# Name this horses color



## mbender (Jul 22, 2009)

Chestnut with a flaxen mane and tail?
_Posted via Mobile Device_


----------



## RedTree (Jan 20, 2010)

I would think that as well


----------



## mbender (Jul 22, 2009)

Hey Red! Miss ya
_Posted via Mobile Device_


----------



## RoxanneElizabeth (Dec 18, 2009)

Is it me, or is it an unusual chestnut/flaxen with so much grey in the mane & tail and black on the legs? 
While we are at it, what breeds do you think he is comprised of?


----------



## mbender (Jul 22, 2009)

Belgian/QH?? Ya his mane and tail do have a lot of sliver.
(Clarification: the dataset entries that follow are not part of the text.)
PR #58, opened 2021-03-02
DOCSP-9584: projections

terakilobyte:
## Pull Request Info

Projections builders.

### Issue JIRA link:
https://jira.mongodb.org/browse/DOCSP-9584

https://docs-mongodbcom-staging.corp.mongodb.com/de17980/java/docsworker-xlarge/DOCSP-9584/fundamentals/builders/projections/

### Self-Review Checklist

### DIFF
--- a/source/fundamentals/builders/projections.txt
+++ b/source/fundamentals/builders/projections.txt
@@ -139,7 +139,7 @@ The output should resemble:
 Combining Projections
 ---------------------
 
-Use the ``fields`` method to combine multiple projections.
+Use the ``fields()`` method to combine multiple projections.
 
 The following example includes the ``year`` and ``type`` fields and excludes the
 ``_id`` field:
@@ -310,7 +310,7 @@ The output should resemble:
 Text Score
 ----------
 
-Use the ``metaTextScore`` method to specify a projection of
+Use the ``metaTextScore()`` method to specify a projection of
 :manual:`score of a text query </reference/operator/query/text/#return-the-text-search-score/>`
 
 The following example projects the text score as the value of the ``score`` field:
--- a/source/fundamentals/builders/projections.txt
+++ b/source/fundamentals/builders/projections.txt
@@ -18,9 +18,9 @@ Overview
 MongoDB supports **field projection**, specifying which fields to include and exclude when returning results from a
 query. Projection in MongoDB follows some basic rules:
 
-- The ``_id`` field is **always** included and must explicitly be excluded
+- The ``_id`` field is **always** included unless explicitly
 - Specifying a field for inclusion implicitly excludes all other fields **except** the ``_id`` field
-- Specifying a field for exclusion removes only that field in a query result
+- Specifying a field for exclusion removes **only** that field in a query result
 
 Find more information about projection mechanics :manual:`here </tutorial/project-fields-from-query-results/>`.
 
@@ -54,6 +54,8 @@ The examples also use the following setup in addition to the ``Projections`` sta
    :language: java
    :dedent:
 
+The collection is set up with the following documents:
+
 .. literalinclude:: /includes/fundamentals/code-snippets/builders/Projections.java
    :start-after: begin collection setup
    :end-before: end collection setup
@@ -73,7 +75,7 @@ The following example includes the ``year`` field and (implicitly) the ``_id`` f
    :language: java
    :dedent:
 
-The output should resemble:
+The following code shows the output from this projection:
 
 .. code-block:: json
    :copyable: false
@@ -90,7 +92,7 @@ The following example includes the ``year`` and ``type`` fields and (implicitly)
    :language: java
    :dedent:
 
-The output should resemble:
+The following code shows the output from this projection:
 
 .. code-block:: json
    :copyable: false
@@ -111,7 +113,7 @@ The following example excludes the ``temperatures`` field:
    :language: java
    :dedent:
 
-The output should resemble:
+The following code shows the output from this projection:
 
 .. code-block:: json
    :copyable: false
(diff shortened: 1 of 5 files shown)


source/fundamentals/builders/projections.txt
```diff
@@ -11,3 +11,169 @@ Projections Builders
...
 
 .. _projections-builders:
+
+Overview
+--------
+
+MongoDB supports **field projection**, specifying which fields to include and exclude when returning results from a
+query. Projection in MongoDB follows some basic rules:
+
+- the :guilabel:`_id` field is **always** included and must explicitly be excluded
```
MongoCaleb, line 21: Since these bullets aren't completing a sentence, I think they should be capitalized.

source/fundamentals/builders/projections.txt
```diff
@@ -11,3 +11,169 @@ Projections Builders
...
+- specifying a field for inclusion implicitly excludes all other fields **except** the :guilabel:`_id` field
+- specifying a field for exclusion removes only that field in a query result
+
+Find more information :manual:`here </tutorial/project-fields-from-query-results/>`.
```
MongoCaleb, line 25: For more information on which part? Could you say something like "For more information on selecting projection fields from query results, see ``?

source/fundamentals/builders/projections.txt
```diff
@@ -11,3 +11,169 @@ Projections Builders
...
+   ``excludeId`` is a convenience method and is shorthand for:
+
+   .. code-block:: java
+
+      exclude("_id")
+
+Project an Array Element Match
+------------------------------
+
+Use the ``elemMatch`` methods to specify an array projection.
```
MongoCaleb, line 97: This section is a bit confusing. ``elemMatch(String, Bson)`` returns the first element of an array that matches the Bson, but ``elemMatch(String)`` returns the first element that matches what? I think the tip below is intended to clarify this, and perhaps more seasoned java folks will understand, but I find this section needing a bit more clarity.

source/fundamentals/builders/projections.txt
```diff
@@ -11,3 +11,169 @@ Projections Builders
...
+---------------------
+
+Use the ``fields`` method to combine multiple projections.
+
+The following example includes the :guilabel:`quantity` and :guilabel:`totalAmount` fields and excludes the
+:guilabel:`_id` field:
+
+.. code-block:: java
+
+   fields(include("quantity", "totalAmount"), excludeId())
```
MongoCaleb, line 178: I was expecting, at the end of the page, a more complete code example showing how to put this in action. Does that exist elsewhere?

source/fundamentals/builders/projections.txt
terakilobyte: Thanks. Like I said, I wasn't happy with it. I think the new version is a lot more clear. Thoughts?

source/fundamentals/builders/projections.txt
terakilobyte: There are more complex examples in another PR for indexes (which shows filters, sorts, and projections). Trying to keep them lightweight for now, we can add denser examples should users request it.

ccho-mongodb (commented):
Just a few initial comments:

It could be helpful to explain how to include a projection built with a Builder in a query.

Let's use guilabel only for identifying sections of a UI rather than for field names, unless we're referring to a web/app view of documents like you might have in Compass or Realm UI. I think you've used it in cases in which we would just use the preformatted double-backtick syntax.

Let's use `()` after method names to identify them as such which we've been doing for Node.js and Java driver docs.

As Caleb mentioned already, it would be great to see output to see how each projection method alters the returned data. Maybe we can adopt a similar structure to what we used in Node.js for fundamentals articles in which we provide a sample data set and then show how we can alter the returned document with each method. See Alek's Sorts Builder PR for an example: https://github.com/mongodb/docs-java/pull/59/files

MongoCaleb (approved):
LGTM, though I still think more complete examples -- or a link to them --  would be very helpful.

terakilobyte:
Ready for review @ccho-mongodb

source/fundamentals/builders/projections.txt
```diff
@@ -11,3 +11,320 @@ Projections Builders
...
 
 .. _projections-builders:
+
+Overview
+--------
+
+MongoDB supports **field projection**, specifying which fields to include and exclude when returning results from a
+query. Projection in MongoDB follows some basic rules:
+
+- The ``_id`` field is **always** included and must explicitly be excluded
```
MongoCaleb, line 21: nit:
The ``_id`` field is **always** included unless explicitly be excluded

source/fundamentals/builders/projections.txt
```diff
@@ -11,3 +11,320 @@ Projections Builders
...
+
+The following example includes the ``year`` field and (implicitly) the ``_id`` field:
+
+.. literalinclude:: /includes/fundamentals/code-snippets/builders/Projections.java
+   :start-after: begin include single field
+   :end-before: end include single field
+   :language: java
+   :dedent:
+
+The output should resemble:
```
MongoCaleb, line 76: This may be 100% personal preference, but I always think the words preceding the colon should be a complete sentence, like: The following code shows the output from this projection:

¯\\_(ツ)_/¯

MongoCaleb: (As you already do preceding each main code snippet)

MongoCaleb (approved):
LGTM with two small suggestions

source/fundamentals/builders/projections.txt
```diff
@@ -11,3 +11,322 @@ Projections Builders
...
 
 .. _projections-builders:
+
+Overview
+--------
+
+MongoDB supports **field projection**, specifying which fields to include and exclude when returning results from a
+query. Projection in MongoDB follows some basic rules:
+
+- The ``_id`` field is **always** included unless explicitly
```
jyemin, line 21: `unless explicitly excluded`?

jyemin (approved):
LGTM!

PR #61, opened 2021-03-03
DOCSP-9583 builders filters page

kyuan-mongodb:
### Issue JIRA link:
https://jira.mongodb.org/browse/DOCSP-9583

https://docs-mongodbcom-staging.corp.mongodb.com/cefb5dc/java/docsworker-xlarge/DOCSP-9583-BuildersFiltersPage/fundamentals/builders/filters/

### Self-Review Checklist

### DIFF
--- a/source/fundamentals/builders/filters.txt
+++ b/source/fundamentals/builders/filters.txt
@@ -41,7 +41,7 @@ The comparison operator methods include:
 - ``gte``: Matches values that are greater than or equal to a specified value.
 - ``lt``: Matches values that are less than a specified value.
 - ``lte``: Matches values that are less than or equal to a specified value.
-- ``ne``: Matches all values that are not equal to a specified value. 
+- ``ne``: Matches values that are not equal to a specified value. 
 - ``in``: Matches any of the values specified in an array.
 - ``nin``: Matches none of the values specified in an array.
 - ``empty``: Matches all the documents.
@@ -57,6 +57,7 @@ the value of the ``qty`` field equals ``20``:
 which will render as:
 
 .. code-block:: none
+   :copyable: false
    
    { 
     "qty" : 20 
@@ -84,6 +85,7 @@ because the predicate is empty:
 which will render as:
 
 .. code-block:: none
+   :copyable: false
    
    {}
 
@@ -93,14 +95,14 @@ Use ``logical`` operators to perform join or invert filters.
 
 The logical operator methods include:
 
-- ``and``: Joins filters with a logical AND and selects all documents that match the conditions of both filters.
-- ``or``: Joins filters with a logical OR and selects all documents that match the conditions of either filters.
+- ``and``: Joins filters with a logical AND and selects documents that match the conditions of both filters.
+- ``or``: Joins filters with a logical OR and selects documents that match the conditions of either filters.
 - ``not``: Inverts the effect of a query expression and selects documents that do not match the filter.
-- ``nor``: Joins filters with a logical NOR and selects all documents that fail to match both filters.
+- ``nor``: Joins filters with a logical NOR and selects documents that fail to match both filters.
 
-The following example creates a filter that selects all documents where
-the value of the ``qty`` field is greater than ``20`` and the value of
-the ``user`` field equals ``"jdoe"``:
+The following example creates a filter that selects documents where the
+value of the ``qty`` field is greater than ``20`` and the value of the
+``user`` field equals ``"jdoe"``:
 
 .. code-block:: java
 
@@ -109,14 +111,15 @@ the ``user`` field equals ``"jdoe"``:
 which will render as:
 
 .. code-block:: none
+   :copyable: false
    
    { 
     "qty" : { "$gt" : 20 }, 
     "user" : "jdoe" 
    }
 
-The following example creates a filter that selects all documents where
-the  ``price`` field value equals ``0.99`` or ``1.99``; and the ``sale``
+The following example creates a filter that selects documents where the
+``price`` field value equals ``0.99`` or ``1.99``; and the ``sale``
 field value is equal to ``true`` or the ``qty`` field value is less than
 ``20``:
 
@@ -128,6 +131,7 @@ field value is equal to ``true`` or the ``qty`` field value is less than
 which will render as:
 
 .. code-block:: none
+   :copyable: false
    
    { 
    "$and" : 
@@ -202,7 +206,7 @@ and diacritic-sensitive searches.
 
 .. code-block:: java
 
-   text("café", TextSearchOptions().diacriticSensitive(true))
+   text("coffee", TextSearchOptions().diacriticSensitive(true))
 
 Bitwise
 -------
@@ -210,8 +214,8 @@ Use ``bitwise`` operators to filter fields on a bit-level.
 
 The bitwise query operators include:
 
-- ``bitsAllSet``: Selects documents where the all the specified bits of a field are set (i.e. 1).
-- ``bitsAllClear``: Selects documents where the all the specified bits of a field are clear (i.e. 0).
+- ``bitsAllSet``: Selects documents where the specified bits of a field are set (i.e. 1).
+- ``bitsAllClear``: Selects documents where the specified bits of a field are clear (i.e. 0).
 - ``bitsAnySet``: Selects documents where at least one of the specified bits of a field are set (i.e. 1).
 - ``bitsAnyClear``: Selects documents where at least one of the specified bits of a field are clear (i.e. 0).
 
@@ -224,5 +228,35 @@ with bits set at positions of the corresponding bitmask ``50`` (i.e.
    bitsAllSet("bitField", 50)
 
 Geospatial
-~~~~~~~~~~
+----------
+Use ``geospatial`` operators to 
 
+The geospatial operator methods include:
+
+- ``geoWithin``: Selects documents containing a GeoJSON geometry field that falls within within a bounding GeoJSON geometry.
+- ``geoWithinBox``: Selects documents containing a grid coordinates field that exist within the specified box.
+- ``geoWithinPolygon``: Selects documents containing a grid coordinates field that exist within the specified polygon.
+- ``geoWithinCenter``: Selects documents containing a grid coordinates field that exist within the specified circle.
+- ``geoWithinCenterSphere``: Selects geometries containing a geospatial data field (GeoJSON or legacy coordinate pairs) that exist within the specified circle, using spherical geometry.
+- ``geoIntersects``: Selects geometries that intersect with a GeoJSON geometry. The 2dsphere index supports $geoIntersects.
+- ``near``: Returns geospatial objects in proximity to a point. Requires a geospatial index. The 2dsphere and 2d indexes support $near.
+- ``nearSphere``: Returns geospatial objects in proximity to a point on a sphere. Requires a geospatial index. The 2dsphere and 2d indexes support $nearSphere.
+
+The following example creates a filter that selects documents where the
+``geo`` field contains a GeoJSON Geometry object that falls within the
+given polygon:
+
+.. code-block:: java
+
+   val polygon: Polygon = Polygon(Seq(Position(0, 0), Position(4, 0),
+                                       Position(4, 4), Position(0, 4),
+                                       Position(0, 0)))
+   geoWithin("geo", polygon)
+
+The following example creates a filter that selects documents where the
+``geo`` field contains a GeoJSON Geometry object that intersects the
+given Point:
+
+.. code-block:: java
+
+   geoIntersects("geo", Point(Position(4, 0)))
--- a/source/fundamentals/builders/filters.txt
+++ b/source/fundamentals/builders/filters.txt
@@ -56,10 +56,10 @@ the value of the :guilabel:`qty` field equals :guilabel:`20`:
 
 which will render as:
 
-..code-block:: none
+.. code-block:: none
    { 
     "qty" : 20 
-    }
+   }
 
 .. note::
 
--- a/source/fundamentals/builders/filters.txt
+++ b/source/fundamentals/builders/filters.txt
@@ -60,15 +60,6 @@ type, which you can pass to any method that expects a query filter.
 
    The examples below assume this static import.
 
-The following sections show you how to use the ``Filters`` class to sort
-your queries using the following setup:
-
-.. literalinclude:: /includes/fundamentals/code-snippets/Filters.java
-   :language: java
-   :dedent:
-   :start-after: begin imports
-   :end-before: end imports 
-
 The Filter examples in this guide use the following sample collections:
 
 Collection: ``paint_purchases``
--- a/source/fundamentals/builders/filters.txt
+++ b/source/fundamentals/builders/filters.txt
@@ -156,7 +156,7 @@ both ``"ssl"`` and ``"security"``:
 
 Elements
 --------
-Use ``elements`` operators to select documents.
+Use ``elements`` operators to filter on a field.
 
 The elements operator methods include:
 
@@ -175,8 +175,34 @@ its value does not equal ``5`` or ``15``:
    and(exists("qty"), nin("qty", 5, 15))
 
 Evaluation
-~~~~~~~~~~
+----------
+Use ``evaluation`` to match documemts with an expression.
 
+The evaluation operator methods include:
+
+- ``mod``: Performs a modulo operation on the value of a field and selects documents with a specified result.
+- ``regex``: Selects documents where values match a specified regular expression.
+- ``text``: Selects documemts matching a full-text search expression.
+- ``where``: Matches documents that satisfy a JavaScript expression.
+
+The following example assumes a collection that has a text index in the
+field ``abstract``. It selects documents that have a ``abstract`` field
+containing the term ``coffee``:
+
+.. code-block:: java
+
+   text("coffee")
+
+Available with MongoDB 3.2, a version 3 text index allows case-sensitive
+and diacritic-sensitive searches.
+
+.. code-block:: java
+
+   text("coffee", TextSearchOptions().caseSensitive(true))
+
+.. code-block:: java
+
+   text("café", TextSearchOptions().diacriticSensitive(true))
 
 Bitwise
 ~~~~~~~
--- a/source/fundamentals/builders/filters.txt
+++ b/source/fundamentals/builders/filters.txt
@@ -27,7 +27,7 @@ Filtrs are used in the following ways:
 * :ref:`Geospatial <geospatial>`
 
 Filters are the operations MongoDB uses to limit your results to what
-you want to see. Some examples of data passed through filters are: 
+you want to see. Some examples of results from filters are: 
 
 - Items that cost $0 to $25
 - A hotel with ammenities you want
@@ -49,27 +49,46 @@ type, which you can pass to any method that expects a query filter.
    The examples below assume this static import.
 
 The following examples show you how to use the static factory methods
-provided by the ``Filteres`` class to sort your queries. The examples
-use a sample collection ``filter_example`` that contains the following
+provided by the ``Filters`` class to sort your queries. 
+
+The examples use these sample collections that contains the following
 documents: 
+
+``paint_purchaces``
 
 .. code-block:: json
 
-   {"_id": 1, "color": "red", "qty": 5}
-   {"_id": 2, "color": "purple", "qty": 10}
-   {"_id": 3, "color": "blue", "qty": 8}
-   {"_id": 4, "color": "white", "qty": 6}
-   {"_id": 5, "color": "yellow", "qty": 11}
-   {"_id": 6, "color": "pink", "qty": 5}
-   {"_id": 7, "color": "green", "qty": 8}
-   {"_id": 8, "color": "orange", "qty": 7}
-   
+   {"_id": 1, "color": "red", "qty": 5, "vendor": ["A"]}
+   {"_id": 2, "color": "purple", "qty": 10, "vendor": ["C", "D"]}
+   {"_id": 3, "color": "blue", "qty": 8, "vendor": ["B", "A"]}
+   {"_id": 4, "color": "white", "qty": 6, "vendor": ["D"]}
+   {"_id": 5, "color": "yellow", "qty": 11, "vendor": ["A", "B"]}
+   {"_id": 6, "color": "pink", "qty": 5, "vendor": ["C"]}
+   {"_id": 7, "color": "green", "qty": 8,"vendor": ["B", "C"]}
+   {"_id": 8, "color": "orange", "qty": 7, "vendor": ["A", "D"]}
+
+``binary_numbers``
+
+.. code-block:: json
+
+   { _id: 9, a: 54, binaryValue: "00110110" }
+   { _id: 10, a: 20, binaryValue: "00010100" }
+   { _id: 11, a: 68, binaryValue: "1000100" }
+   { _id: 12, a: 102, binaryValue: "01100110" }
+
+``geo_point``
+
+.. code-block:: json
+
+   { _id: 13, type: "Point", coordinates: [ 2,2 ] }
+   { _id: 14, type: "Point", coordinates: [ 5,6 ] }
+   { _id: 15, type: "Point", coordinates: [ 1,3 ] }
+   { _id: 16, type: "Point", coordinates: [ 4,7 ] }
+
 .. _comparison:
 
 Comparison 
 ----------
-A comparison filter returns documents matching your specified
-comparison. 
 
 The comparison operator methods include:
 
@@ -121,15 +140,15 @@ The following code snippet shows how to use a comparison filter:
 .. example::
 
    The following example creates a filter that selects all documents where
-   the value of the ``qty`` field equals ``5``:
+   the value of the ``qty`` field equals ``5`` in the paint_purchaces collection:
 
    .. code-block:: java
       
-      import static com.mongodb.client.model.Filters.
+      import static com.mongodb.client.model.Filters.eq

Pretty!
_Posted via Mobile Device_


----------



## Chiilaa (Aug 12, 2010)

I am going to go with Silver Bay. The give away is the black on the legs for me


----------



## NdAppy (Apr 8, 2009)

Not a doubt in my mind that he is a silver bay.


----------



## hflmusicislife (Dec 15, 2010)

I was thinking Silver Bay as well. At first he might have passed as a flaxen chestnut, but the dark legs definitely give it away. He's cute  I'll also go with bender on the breed- Belgian/QH


----------



## ShutUpJoe (Nov 10, 2009)

Silver Bay! Willow is a silver bay.


----------



## anshorsenut88 (Dec 27, 2010)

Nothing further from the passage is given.